• SUPPLIED MATERIAL:
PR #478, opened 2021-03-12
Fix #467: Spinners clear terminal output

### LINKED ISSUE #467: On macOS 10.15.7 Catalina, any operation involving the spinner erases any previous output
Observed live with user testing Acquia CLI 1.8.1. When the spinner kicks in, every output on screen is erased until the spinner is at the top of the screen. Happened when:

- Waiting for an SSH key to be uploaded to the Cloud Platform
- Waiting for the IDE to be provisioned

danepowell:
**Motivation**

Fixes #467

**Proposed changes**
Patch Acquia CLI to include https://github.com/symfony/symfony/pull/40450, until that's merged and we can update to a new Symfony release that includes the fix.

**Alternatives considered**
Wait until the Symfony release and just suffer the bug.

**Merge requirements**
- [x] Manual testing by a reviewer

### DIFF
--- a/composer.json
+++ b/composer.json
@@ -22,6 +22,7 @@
...
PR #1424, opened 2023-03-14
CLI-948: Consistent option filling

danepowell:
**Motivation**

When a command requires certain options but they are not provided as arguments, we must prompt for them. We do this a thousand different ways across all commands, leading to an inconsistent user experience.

• EXERCISE:
For the string "When", give the number of lines in the records that contain it and nothing besides.

• REPLY TO THE TASK:
2